DEI-Douglas Emmett is an office REIT. I must have been crazy to have bought this stock--after all why in the world would you want to buy offices in a recession! Here was my rationale: the entire market was on sale during the first 2 weeks of March. During this time I decided to look up my mental list of "best in class stocks I would like to own but are too pricey for my tastes at the moment" and recalled DEI. I first came across DEI during the EOP (Equity Office Properties) days. Sam Zell was selling his office REIT, and a bidding war ensued among Blackstone and Vornado.
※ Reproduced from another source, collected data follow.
PR #3810, opened 2021-06-04
Return k8s version when listing nodegroup(s)

### LINKED ISSUE #3809: Return k8s version when listing nodegroup(s)
Currently, the k8s version of a nodegroup is not returned when doing `get nodegroup`. 

The nodegroup's version can only be retrieved by checking through the AWS console.

nikimanoledaki:
### Description

Closes #3809

This PR adds the k8s version as an output field for better UX, parity with the EKS console, and easier debugging.

It also adds a bit more info in the user docs about listing nodegroups with the output logged in json or yaml format, which returns more info than with the default table logger.

### Managed nodegroups
The implementation is pretty straightforward for managed nodegroups because the EKS API for getting summaries returns the `version` anyway.

Output:
```bash
./eksctl get nodegroup --cluster test-2 --output yaml 
- AutoScalingGroupName: eks-10bceb40-fe58-1dca-387b-e5adf8e4a11a
  Cluster: test-2
  CreationTime: "2021-06-04T10:11:56.439Z"
  DesiredCapacity: 2
  ImageID: AL2_x86_64
  InstanceType: m5.large
  MaxSize: 2
  MinSize: 2
  Name: test-ng
  NodeInstanceRoleARN: arn:aws:iam::083751696308:role/eksctl-test-2-nodegroup-test-ng-NodeInstanceRole-1HEKJUXC8492Z
  StackName: eksctl-test-2-nodegroup-test-ng
  Status: ACTIVE
  Version: "1.18"
- AutoScalingGroupName: eks-8abceb4b-162d-7999-421d-1d7279a5afa4
  Cluster: test-2
  CreationTime: "2021-06-04T10:33:58.902Z"
  DesiredCapacity: 2
  ImageID: AL2_x86_64
  InstanceType: m5.large
  MaxSize: 2
  MinSize: 2
  Name: test-ng-2
  NodeInstanceRoleARN: arn:aws:iam::083751696308:role/eksctl-test-2-nodegroup-test-ng-2-NodeInstanceRole-148FQ6YOES9ZJ
  StackName: eksctl-test-2-nodegroup-test-ng-2
  Status: ACTIVE
  Version: "1.18"
```

### Unmanaged nodegroups

The stack and template do not contain the k8s version, so the only way to get the version of the nodegroup is by doing `k get nodes` with the kube client. In the loop that goes through the stacks and prepares the nodegroup summaries, it queries k8s to list the nodes that have the label of the current Nodegroup. Since all nodes in a nodegroup are the same k8s version, only 1 node is required to do this.

Output:
```bash
./eksctl get nodegroup --cluster n-test --name ng-11e8fae8 --output yaml
ngName: ng-11e8fae8- AutoScalingGroupName: eksctl-n-test-nodegroup-ng-11e8fae8-NodeGroup-OUE252BHQMNG
  Cluster: n-test
  CreationTime: "2021-06-07T07:50:44.495Z"
  DesiredCapacity: 2
  ImageID: ami-038d10226c688c779
  InstanceType: m5.large
  MaxSize: 2
  MinSize: 2
  Name: ng-11e8fae8
  NodeInstanceRoleARN: arn:aws:iam::083751696308:role/eksctl-n-test-nodegroup-ng-11e8fa-NodeInstanceRole-10Y91XCXIKMP8
  StackName: eksctl-n-test-nodegroup-ng-11e8fae8
  Status: CREATE_COMPLETE
  Version: 1.19.6
```
### Checklist
- [x] Manually tested

### DIFF
--- a/pkg/actions/nodegroup/get.go
+++ b/pkg/actions/nodegroup/get.go
@@ -61,6 +61,7 @@ func (m *Manager) GetAll() ([]*manager.NodeGroupSummary, error) {
 			CreationTime:         describeOutput.Nodegroup.CreatedAt,
 			NodeInstanceRoleARN:  *describeOutput.Nodegroup.NodeRole,
 			AutoScalingGroupName: strings.Join(asgs, ","),
+			Version:              *describeOutput.Nodegroup.Version,
 		})
 	}
 
--- a/pkg/actions/nodegroup/get.go
+++ b/pkg/actions/nodegroup/get.go
@@ -13,7 +13,7 @@ import (
 )
 
 func (m *Manager) GetAll() ([]*manager.NodeGroupSummary, error) {
-	summaries, err := m.stackManager.GetUnmanagedNodeGroupSummaries("")
+	summaries, err := m.stackManager.GetUnmanagedNodeGroupSummaries("", m.clientSet.CoreV1().Nodes())
 	if err != nil {
 		return nil, errors.Wrap(err, "getting nodegroup stack summaries")
 	}
@@ -77,7 +77,7 @@ func getInstanceTypes(ng *awseks.Nodegroup) string {
 }
 
 func (m *Manager) Get(name string) (*manager.NodeGroupSummary, error) {
-	summaries, err := m.stackManager.GetUnmanagedNodeGroupSummaries(name)
+	summaries, err := m.stackManager.GetUnmanagedNodeGroupSummaries(name, m.clientSet.CoreV1().Nodes())
 	if err != nil {
 		return nil, errors.Wrap(err, "getting nodegroup stack summaries")
 	}
@@ -114,5 +114,6 @@ func (m *Manager) Get(name string) (*manager.NodeGroupSummary, error) {
 		CreationTime:         describeOutput.Nodegroup.CreatedAt,
 		NodeInstanceRoleARN:  *describeOutput.Nodegroup.NodeRole,
 		AutoScalingGroupName: asg,
+		Version:              *describeOutput.Nodegroup.Version,
 	}, nil
 }
--- a/pkg/actions/nodegroup/get.go
+++ b/pkg/actions/nodegroup/get.go
@@ -10,12 +10,20 @@ import (
 	"github.com/kris-nova/logger"
 	"github.com/pkg/errors"
 	"github.com/weaveworks/eksctl/pkg/cfn/manager"
+	kubewrapper "github.com/weaveworks/eksctl/pkg/kubernetes"
 )
 
 func (m *Manager) GetAll() ([]*manager.NodeGroupSummary, error) {
-	summaries, err := m.stackManager.GetUnmanagedNodeGroupSummaries("", m.clientSet.CoreV1().Nodes())
+	summaries, err := m.stackManager.GetUnmanagedNodeGroupSummaries("")
 	if err != nil {
 		return nil, errors.Wrap(err, "getting nodegroup stack summaries")
+	}
+
+	for _, summary := range summaries {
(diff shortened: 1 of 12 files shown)


Callisto13 (approved):

aclevername:
@nikimanoledaki does this only work for `managed` nodegroups? What happens in `unmanaged`?

nikimanoledaki:
Thanks for the approval + feedback @Callisto13 @aclevername I've just added stuff to also return the kube version of unmanaged nodegroups! :)

pkg/actions/nodegroup/get.go
```diff
@@ -13,7 +13,7 @@ import (
 )
 
 func (m *Manager) GetAll() ([]*manager.NodeGroupSummary, error) {
-	summaries, err := m.stackManager.GetUnmanagedNodeGroupSummaries("")
+	summaries, err := m.stackManager.GetUnmanagedNodeGroupSummaries("", m.clientSet.CoreV1().Nodes())
```
aclevername, line 16: I don't feel overly strongly about this but:

It would be nice if the `stackManager` package just did `cloudformation` calls, how would you feel about moving the kubernetes API calls into this func? I just think it reduces the scope of what the `stackManager` package does, which is already very large :smile: 

We definitely do kuberntes calls in the `stackManager` package elsewhere, but I think aiming for "this package just makes cloudformation calls" would be nice.

WDYT?

aclevername (commented):
LGTM- 1 possible refactor comment. Two questions:

- For a private cluster, does this break `eksctl get nodegroups`? Did that work before but no we querying k8s, so it would fail? I don't know, so maybe worth trying :smile: 
- Is there an integration test where we do `get nodegroups` that needs to get updated for the new format?

Other than that awesome PR :smile:

pkg/actions/nodegroup/get.go
nikimanoledaki: I agree - I'll refactor this to move the entire `GetUnmanagedNodeGroupSummaries` function to this package as a helper func, agree that we should only use `stackManager` for the cloudformation calls!

aclevername: :ok_hand:

nikimanoledaki: I've been making some changes to move `GetUnmanagedNodeGroupSummaries` out of the `stackManager` but it's quite tightly coupled with the other `stackManager` methods. In `GetUnmanagedNodeGroupSummaries`, the Kube API call is part of a loop that iterates over all unmanaged nodegroups, so it would require another loop if it were to be moved by itself, which wouldn't be very efficient. So I think it's worth creating an issue to refactor `GetUnmanagedNodeGroupSummaries` and its `stackManager` methods. What do you think?

nikimanoledaki: Moved `kubewrapper.GetNodegroupKubernetesVersion()` to this function in https://github.com/weaveworks/eksctl/pull/3810/commits/47d6e735a51613a5519eb2702f1cc331de0896c5!

nikimanoledaki:
> LGTM- 1 possible refactor comment. Two questions:
> 
> * For a private cluster, does this break `eksctl get nodegroups`? Did that work before but now we querying k8s, so it would fail? I don't know, so maybe worth trying 😄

Ultimately BX won, but I remembered from researching that situation, that VNO's geographic preference was in LA office property (not Orange County, else it would be interested in MPG); in trying to learn more about the LA office market, i came across DEI, the #1 landlord in LA, specifically West LA. Since then I have always looked at the price an valuation from time to time.
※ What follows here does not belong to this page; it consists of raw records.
PR #3828, opened 2021-06-10
Bootstrap `update nodegroup` command

### LINKED ISSUE #3827: Bootstrap new `update nodegroup` command
## New Feature: `eksctl update nodegroup`

The new `update nodegroup` command will be used for updating a nodegroup's configuration. 

`update nodegroup` is not to be confused with `upgrade nodegroup`, which is used for upgrading a nodegroup and its resources, for example to use a different AMI with a newer k8s version.

Instead, `update nodegroup` can be used to update configuration of nodegroups. This is important especially if the config needs to be changed prior to running an upgrade. 

Note that this is only available for managed nodegroups.

This PR relates to #3613 - it will be used to updating the new `UpdateConfig` field that will be used for handling parallel upgrades.

nikimanoledaki:
### Description

Closes #3827 

This PR bootstraps the `update nodegroup` command. 

Validates that:
- Nodegroup must be a managed nodegroup
- When used with a config file, a warning will log any unsupported fields that were present in the config file but could not be updated

```bash
./eksctl update nodegroup --config-file examples/15-managed-nodes.yaml
2021-06-16 15:49:20 [!]  unchanged fields: the following fields could not be updated because they are not supported by `eksctl update nodegroup`: InstanceType, AvailabilityZones, ScalingConfig, VolumeSize, SSH, Labels, Tags, IAM, SecurityGroups, Taints, UpdateConfig
2021-06-16 15:49:22 [ℹ]  nodegroup successfully updated
```

We don't want users to confused `upgrade` and `update` so every effort has been made to explain this in the `ctl` and user docs. We also don't want users to try to update fields in the config that cannot be updated through `update nodegroup` so a lot of validation was added to make sure only very specific fields in the config can be used with this command.

### Checklist
- [x] Manually tested


userdocs/src/usage/eks-managed-nodes.md
```diff
@@ -184,6 +184,11 @@ To upgrade to a specific AMI release version instead of the latest version, pass
 eksctl upgrade nodegroup --name=managed-ng-1 --cluster=managed-cluster --release-version=1.19.6-20210310
 ```
 
+## Updating managed nodegroups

Assuming 3000 apts are worth $300k each (Hawaii, Los Angeles) = $900m. 13.3m sq ft of W LA office at $400 psf (vs Manhattan close to $600)= $5.2bn. Manhattan psf rents are $50/yr, or $600 at an 8% cap rate (cap rates had been as low as 5%, so I am being conservative); using 2/3 of that value in LA I figure might be ballpark. Another way to calculate is W LA rents are about $3.25/month, or $40 per year. Using a cap rate of 8% gives a property value of $4.8b. Assume a Total value is $$5.6-6bn. Less debt of $4.1b (incl minority interest), gives an equity value of $1.5b, divided by 122m shares = $12.25 per share. We began accumulating in the $6 range and last purchase was around $8. Plus most of the debt is recourse to property owned, rather than a claim on the entire company.
MSFT-bought around $16, then trading at a sub 10x p/e and ~6x ev/ebitda. This compares to the SPX trading at around 680 (during early March), assuming SPX eps of $60, or an 11 p/e. We liked the prospect of owning MSFT better than buying SPX--after all it has a 30%+ EBIT mgn.
Last 3 additions were UNH, RX and TBT. More on those another time.